Task statement: Search the records for lines that contain the word "templates". Copy them all.

• • • •

PR #269, opened 2023-07-05
Restart poller after all CES are reconciled after nephe restart.

archanapholla:


pkg/accountmanager/manager.go
```diff
@@ -61,6 +61,8 @@ type AccountManager struct {
 	Inventory        inventory.Interface
 	accPollers       map[types.NamespacedName]*accountPoller
 	accountConfigMap map[types.NamespacedName]*accountConfig
+	// accountToNumSelectors stores number of configured CloudEntitySelector CRs for a given account, required for handling nephe restart case.
```
Anandkumar26, line 64: nit: split comment into two lines.

pkg/accountmanager/manager.go
```diff
@@ -159,31 +164,56 @@ func (a *AccountManager) RemoveAccount(namespacedName *types.NamespacedName) err
...
+		}
+	}()
+
 	cloudProviderType, ok := a.getAccountProviderType(accNamespacedName)
 	if !ok {
-		return true, fmt.Errorf(fmt.Sprintf("failed to add or update selector %v, account %v: "+
-			"provider type not found", selectorNamespacedName, accNamespacedName))
+		retError = fmt.Errorf(fmt.Sprintf("failed to add or update selector %v, account %v: "+
+			"provider type not found", *selectorNamespacedName, *accNamespacedName))
+		return false, retError
```
Anandkumar26, line 192: What is the use of creating a new error variable here vs directly returning the error?

pkg/apiserver/webhook/cloudentityselector_webhook.go
```diff
@@ -83,10 +83,10 @@ func (v *CESMutator) Handle(_ context.Context, req admission.Request) admission.
 	referencedAccount := &v1alpha1.CloudProviderAccount{}
 	err = v.Client.Get(context.TODO(), *accountNameSpacedName, referencedAccount)
```
Anandkumar26, line 84: nit: Change to if err = (); err != nil {}

pkg/cloudprovider/plugins/aws/aws_ec2.go
```diff
@@ -127,7 +127,7 @@ func (ec2Cfg *ec2ServiceConfig) getManagedVpcIDs() map[string]struct{} {
 		awsPluginLogger().V(4).Info("Cache snapshot nil", "type", providerType, "account", ec2Cfg.accountNamespacedName)
 		return vpcIDsCopy
 	}
-	vpcIDsSet := snapshot.(*ec2ResourcesCacheSnapshot).managedVpcIDs
+	vpcIDsSet := snapshot.(*ec2ResourcesCacheSnapshot).managedVpcIds
```
Anandkumar26, line 130: nit: vpcIdsSet, vpcIdsCopy. 
If you are renaming the variables, please rename all the above.

pkg/controllers/cloudentityselector/controller.go
```diff
@@ -69,11 +69,10 @@ func (r *CloudEntitySelectorReconciler) Reconcile(ctx context.Context, req ctrl.
 		return ctrl.Result{}, err
```
Anandkumar26, line 69: nit:  return ctrl.Result{}, r.processDelete(&req.NamespacedName) and remove L68

pkg/accountmanager/manager.go
archanapholla: we want the defer function to get executed too which can alter the return value.

pkg/accountmanager/manager.go
```diff
@@ -159,31 +164,56 @@ func (a *AccountManager) RemoveAccount(namespacedName *types.NamespacedName) err
...
+			pendingCes--
+			a.accountToNumSelectors[*accNamespacedName] = pendingCes
+		}
+		if !found || pendingCes == 0 {
+			delete(a.accountToNumSelectors, *accNamespacedName)
+			accPoller, exists := a.getAccountPoller(accNamespacedName)
+			if exists {
+				accPoller.restartPoller(accNamespacedName)
+				// wait for polling to complete after restart.
+				retError = accPoller.waitForPollDone(accNamespacedName)
```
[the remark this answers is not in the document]
archanapholla: Error from "accPoller.waitForPollDone(accNamespacedName)" is not lost as we can have this kind of wait function in defer function. 
However, I saw an issue setting return value of AddResourceFiltersToAccount() from defer function.
I had to return the address.
Also, I tested the negative scenario, we should be good.

pkg/accountmanager/manager.go
archanapholla: Done

pkg/apiserver/webhook/cloudentityselector_webhook.go
archanapholla: Done

pkg/cloudprovider/plugins/aws/aws_ec2.go
archanapholla: Fixed all in azure_compute.go and aws_ec2.go .

pkg/accountmanager/manager.go
```diff
@@ -158,32 +164,57 @@ func (a *AccountManager) RemoveAccount(namespacedName *types.NamespacedName) err
 // AddResourceFiltersToAccount add/update cloud plugin for a given account to include the new selector and
 // restart poller once done.
 func (a *AccountManager) AddResourceFiltersToAccount(accNamespacedName *types.NamespacedName,
-	selectorNamespacedName *types.NamespacedName, selector *crdv1alpha1.CloudEntitySelector, replay bool) (bool, error) {
+	selectorNamespacedName *types.NamespacedName, selector *crdv1alpha1.CloudEntitySelector, replay bool) (bool, *error) {
```
reachjainrahul, line 167: Why is error used as pointer.. Consider changing it

pkg/accountmanager/manager.go
```diff
@@ -102,11 +106,13 @@ func (a *AccountManager) AddAccount(namespacedName *types.NamespacedName, accoun
 	// Create an account poller for polling cloud inventory.
 	accPoller, exists := a.addAccountPoller(cloudInterface, namespacedName, account)
 	if !exists {
-		if !crd.DoesCesCrExistsForAccount(a.Client, namespacedName) {
+		numCes := crd.GetNumberOfCesCrForAccount(a.Client, namespacedName)
```
reachjainrahul, line 109: GetCesCrForAccount Return CES and Count.. In the caller avoid using CES and just use count whereever possible

pkg/accountmanager/manager.go
archanapholla: Without it being a pointer, we cannot set return value in defer function. If it is a regular variable then the retError set in defer function doesn't get returned to the caller. As a side-effect status setting in CES wouldn't work.

pkg/controllers/cloudentityselector/controller.go
```diff
@@ -138,13 +136,13 @@ func (r *CloudEntitySelectorReconciler) processCreateOrUpdate(selector *crdv1alp
 		Name:      selector.Spec.AccountName,
 	}
 	r.selectorToAccountMap[*selectorNamespacedName] = *accountNamespacedName
-	retry, err := r.AccManager.AddResourceFiltersToAccount(accountNamespacedName, selectorNamespacedName,
+	// No errors can be retried for a CES.
+	_, err := r.AccManager.AddResourceFiltersToAccount(accountNamespacedName, selectorNamespacedName,
```
reachjainrahul, line 140: @Anandkumar26 Can you confirm this?

Anandkumar26: Yes. The error while processing CES can only occur if an account is either not initialised successfully or account is in a bad state.  I don't think there is any benefit in retrying the errors forever. 

So we capture the error and store in a CES status field. (which can be replayed when account goes from an uninitialised to initialised state OR it would need a user intervention)

pkg/controllers/cloudentityselector/controller.go
```diff
@@ -144,6 +143,12 @@ func (r *CloudEntitySelectorReconciler) processCreateOrUpdate(selector *crdv1alp
 		return err
 	}
 	r.updateStatus(selectorNamespacedName, err)
+	// Make sure reconciler retriable error cannot occur during restart, it can affect the logic in UpdatePendingCes function.
+	if count := r.AccManager.UpdatePendingCesCount(accountNamespacedName); count == 0 {
+		if err := r.AccManager.WaitForPollDone(accountNamespacedName); err != nil {
+			r.Log.Error(err, "Inventory poll failed", "account", accountNamespacedName, "error", err)
```
reachjainrahul, line 149: nit: inventory

pkg/controllers/cloudentityselector/controller.go
```diff
@@ -144,6 +143,12 @@ func (r *CloudEntitySelectorReconciler) processCreateOrUpdate(selector *crdv1alp
 		return err
 	}
 	r.updateStatus(selectorNamespacedName, err)
+	// Make sure reconciler retriable error cannot occur during restart, it can affect the logic in UpdatePendingCes function.
```
reachjainrahul, line 146: add detail comment on what it means..

archanapholla: added a TODO as discussed

pkg/controllers/cloudentityselector/controller.go
archanapholla: done

reachjainrahul (approved):
/LGTM

PR #272, opened 2023-07-06
Allow user tags on virtual machine

reachjainrahul:
## Description
In addition to discovered tags from cloud, we now allow user tags on virtual machine objects. These user tags will also be translated to external entity labels, which can be used for Antrea NetworkPolicy configuration.

## Changes
New update handler is added in virtual machine rest handler to update the virtual machine in-memory cache. In case of restart, we use external entity object of the virtual machine to re-generate user tags.


pkg/apiserver/registry/inventory/virtualmachine/rest.go
```diff
@@ -83,6 +84,37 @@ func (r *REST) ShortNames() []string {
 	return []string{"vm"}
 }
 
+func (r *REST) Update(ctx context.Context, name string, objInfo rest.UpdatedObjectInfo, _ rest.ValidateObjectFunc,
```
Anandkumar26, line 87: nit: Add a comment saying only spec fields can be updated via the rest interface.

pkg/inventory/inventory.go
```diff
@@ -323,3 +323,9 @@ func (i *Inventory) compareVirtualMachineObjects(cached, discovered runtimev1alp
 	sortInterfacesFunc(dis.NetworkInterfaces)
 	return reflect.DeepEqual(cached.NetworkInterfaces, dis.NetworkInterfaces)
 }
+
+// UpdateVm updates virtual machine object in vm cache.
+func (i Inventory) UpdateVm(vm *runtimev1alpha1.VirtualMachine) error {
```
Anandkumar26, line 328: nit: func (i *Inventory)

Anandkumar26 (commented):
Minor comment, once addressed we can merge it.

pkg/apiserver/registry/inventory/virtualmachine/rest.go
reachjainrahul: its kind of expected.. Status is runtime, and Spec is desired.. So not required.

shenmo3 (approved):

PR #273, opened 2023-07-06
Avoid crashing nephe if CRD is not present

reachjainrahul:
## Description
CR controller tries to watch for CRs upon start. If the CRD definitions is not added by then, it use to restart the pod.

## Changes 
Added a routine to check for existence of CRDs before starting CR controller. It will loop for 1 hour with max backoff of 30 sec. After that nephe will be restarted.

### DIFF
--- a/build/charts/nephe/templates/controller/clusterrole.yaml
+++ b/build/charts/nephe/templates/controller/clusterrole.yaml
@@ -157,3 +157,9 @@ rules:
   verbs:
   - list
   - update
+- apiGroups:
+  - apiextensions.k8s.io
+  resources:
+  - customresourcedefinitions
+  verbs:
+  - get
--- a/cmd/nephe-controller/main.go
+++ b/cmd/nephe-controller/main.go
@@ -39,6 +39,7 @@ import (
 	"antrea.io/nephe/pkg/controllers/virtualmachine"
 	"antrea.io/nephe/pkg/inventory"
 	"antrea.io/nephe/pkg/logging"
+	"antrea.io/nephe/pkg/util/k8s/crd"
 	// +kubebuilder:scaffold:imports
 )
 
@@ -94,6 +95,13 @@ func main() {
 	})
 	if err != nil {
 		setupLog.Error(err, "unable to start manager")
+		os.Exit(1)
+	}
+
+	// Wait for CRD to be present.
+	setupLog.Info("Checking for CRDs existence")
+	if err = crd.CheckCRDExistence(setupLog); err != nil {
+		setupLog.Info("failed to check for CRDs", "err", err)
 		os.Exit(1)
 	}
 
--- a/config/nephe.yml
+++ b/config/nephe.yml
@@ -450,6 +450,12 @@ rules:
   verbs:
   - list
   - update
+- apiGroups:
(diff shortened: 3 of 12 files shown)


pkg/util/crd/crd.go
```diff
@@ -0,0 +1,63 @@
...
+func CheckCRDExistence(log logr.Logger) error {
+	apiExtClient, err := apiextensionsclientset.NewForConfig(ctrl.GetConfigOrDie())
+	if err != nil {
+		return fmt.Errorf("failed to create API extensions client: %v", err)
+	}
+	b := backoff.NewExponentialBackOff()
+	// Configure the backoff parameters
+	b.InitialInterval = 1 * time.Second
+	b.MaxInterval = 30 * time.Second
+	b.MaxElapsedTime = 60 * time.Minute // Max retry
```
shenmo3, line 60: nit: 1 * time.Hour?

pkg/util/crd/crd.go
```diff
@@ -0,0 +1,63 @@
...
+
+	err = backoff.Retry(func() error {
+		crds := []string{
+			"cloudprovideraccounts.crd.cloud.antrea.io",
+			"cloudentityselectors.crd.cloud.antrea.io",
```
shenmo3, line 65: nit: define these as const or slice var at top at package level?

pkg/util/crd/crd.go
```diff
@@ -0,0 +1,77 @@
...
+		}
+		for _, crd := range crds {
+			_, err := apiExtClient.ApiextensionsV1().CustomResourceDefinitions().Get(context.TODO(), crd, v1.GetOptions{})
+			if err != nil {
+				log.Info("failed to get CRD", "name", crd)
+				return fmt.Errorf("failed to get CRD: %v", err)
```
shenmo3, line 71: Do you also want to include crd name in error returned?

shenmo3 (commented):
Does it make more sense to put the crd.go under k8s directory?

pkg/util/crd/crd.go
reachjainrahul: err message will have the name

pkg/util/crd/crd.go
reachjainrahul: its actually in utility.. and relevant for this.. if it was dedicated package, then it make sense to put at the top. Hope it make sense

reachjainrahul:
> Does it make more sense to put the crd.go under k8s directory?

Sure.. we can put under k8s.. and move tags to new dir.. will make the change

shenmo3:
> > Does it make more sense to put the crd.go under k8s directory?
> 
> Sure.. we can put under k8s.. and move tags to new dir.. will make the change

I was thinking crd is also a part of k8s right, and having multiple directories each with just one file is a bit ugly? Just different styles I think, no need to change.

pkg/util/crd/crd.go
reachjainrahul: Done

shenmo3 (approved):
LGTM

reachjainrahul:
/nephe-test-e2e-kind,/nephe-test-e2e-agentless-upgrade

PR #275, opened 2023-07-11
Avoid retrying while syncing security groups

reachjainrahul:
## Description
Nephe runs periodic sync with cloud routine to sync cloud entity with internal cache. If any error occurs while syncing cloud entities, we want to avoid adding the entity in retry queue. This is to avoid unnecessary retries if sync with cloud fails, as it itself is another retry mechanism.

## Changes
With this PR, we maintain a new state on cloud entity to indicate if that entity is eligible for retry if any error occurs.


shenmo3 (dismissed):
LGTM

shenmo3 (approved):

PR #276, opened 2023-07-11
compute rule update delta against the cloud in plugins

shenmo3:
## Description
Currently, the plugin directly invokes cloud APIs with the update rule set passed from the network policy. However, this approach becomes problematic if the cloud rule indexer is out of sync with the actual cloud state, due to user actions or other failures. To address this issue, this PR introduces a solution that fetches and compares the current cloud rules with the update sets in the plugin before invoking cloud APIs. It computes the final sets of rules that need to be updated based on this comparison.

## Changes
1. Implement normalization for AWS returned rules and introduced logic for deduplication and finding duplicates. Deduplication is used to compare the add rule set and avoid adding rules that already exist in the cloud. Finding duplicates is used to compare the remove rule set and avoid removing rules that do not exist in the cloud.
2. Move rule conversion to a separate function instead of inside cloud API call function.
3. Implement deduplication checks for Azure to prevent adding rules that already exist in the cloud. The logic for finding duplicates already existed.
4. Move adding Azure default deny rule to separate func to avoid unnecessary comparisons in delta compute logic.

### DIFF
--- a/pkg/cloudprovider/plugins/aws/aws_converters.go
+++ b/pkg/cloudprovider/plugins/aws/aws_converters.go
@@ -15,6 +15,7 @@
 package aws
 
 import (
+	"fmt"
 	"net"
 	"strconv"
 	"strings"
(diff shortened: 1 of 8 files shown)


pkg/cloudprovider/plugins/aws/aws_converters.go
```diff
@@ -137,6 +138,63 @@ func convertFromSecurityGroupPair(cloudGroups []*ec2.UserIdGroupPair, managedSGs
 	return cloudResourceIDs, desc
 }
 
+func convertIngressToIpPermission(rules []*cloudresource.CloudRule, cloudSGNameToObj map[string]*ec2.SecurityGroup) (
```
Anandkumar26, line 141: nit: add a function description.

pkg/cloudprovider/plugins/aws/aws_converters.go
```diff
@@ -137,6 +138,63 @@ func convertFromSecurityGroupPair(cloudGroups []*ec2.UserIdGroupPair, managedSGs
...
+	[]*ec2.IpPermission, error) {
+	ipPermissions := make([]*ec2.IpPermission, 0)
+	for _, obj := range rules {
+		rule := obj.Rule.(*cloudresource.IngressRule)
+		if rule == nil {
+			continue
+		}
+		description, err := utils.GenerateCloudDescription(obj.NpNamespacedName)
+		if err != nil {
+			return nil, fmt.Errorf("unable to generate rule description, err: %v", err)
```
Anandkumar26, line 151: If any of the rules do not contain description, you fail the entire conversion?

shenmo3: This is generating description for Nephe rules, which shouldn't fail at all. In an error case, we do want to fail the entire conversion or operation so the cloud won't be in partial state.

pkg/cloudprovider/plugins/aws/aws_security.go
```diff
@@ -672,3 +625,76 @@ func getMemberNicCloudResourcesAttachedToOtherSGs(members []cloudresource.CloudR
...
+				ToPort:     ipPermission.ToPort,
+			}
+			normalizedList = append(normalizedList, normalized)
+		}
+		for _, group := range ipPermission.UserIdGroupPairs {
+			normalized := &ec2.IpPermission{
+				FromPort:         ipPermission.FromPort,
+				IpProtocol:       ipPermission.IpProtocol,
+				ToPort:           ipPermission.ToPort,
+				UserIdGroupPairs: []*ec2.UserIdGroupPair{{GroupId: group.GroupId, Description: group.Description}},
```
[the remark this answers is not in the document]
shenmo3: For groups we are constructing new `UserIdGroupPair` with only groupId and Description, ignoring other fields. For `IpRange` we are copying the object from previous slice into the new slice, which contains the description.

pkg/cloudprovider/plugins/aws/aws_security_impl.go
```diff
@@ -79,37 +79,61 @@ func (c *awsCloud) UpdateSecurityGroupRules(appliedToGroupIdentifier *cloudresou
...
+		return err
+	}
+	removeEgressRules, err := convertEgressToIpPermission(rmERule, cloudSGNameToCloudSGObj)
+	if err != nil {
+		return err
+	}
+
+	addIngressRules = dedupIpPermissions(addIngressRules, cloudSGObjToAddRules.IpPermissions)
+	addEgressRules = dedupIpPermissions(addEgressRules, cloudSGObjToAddRules.IpPermissionsEgress)
+	removeIngressRules = findDupIpPermissions(removeIngressRules, cloudSGObjToAddRules.IpPermissions)
```
reachjainrahul, line 104: Remove this for now..

shenmo3: Done

pkg/cloudprovider/plugins/azure/azure_security.go
```diff
@@ -420,24 +428,34 @@ func (computeCfg *computeServiceConfig) buildEffectivePeerNSGSecurityRulesToAppl
...
+				addAzureRules := addIngressRules
 				if *rule.Properties.Direction == armnetwork.SecurityRuleDirectionOutbound {
-					removeRules = rmEgressSecurityRules
+					removeAzureRules = rmEgressRules
+					addAzureRules = addEgressRules
 				}
-				normalizedRule := normalizeAzureSecurityRule(rule)
-				idx, found := findSecurityRule(normalizedRule, removeRules)
+				// skip the rule if found in remove list.
+				idx, found := findSecurityRule(normalizedRule, removeAzureRules)
```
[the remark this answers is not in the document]
shenmo3: Done

pkg/cloudprovider/plugins/aws/aws_converters.go
shenmo3: Done

reachjainrahul (approved):
/LGTM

• • • •

Exercise result:
--- a/build/charts/nephe/templates/controller/clusterrole.yaml
+++ b/build/charts/nephe/templates/controller/clusterrole.yaml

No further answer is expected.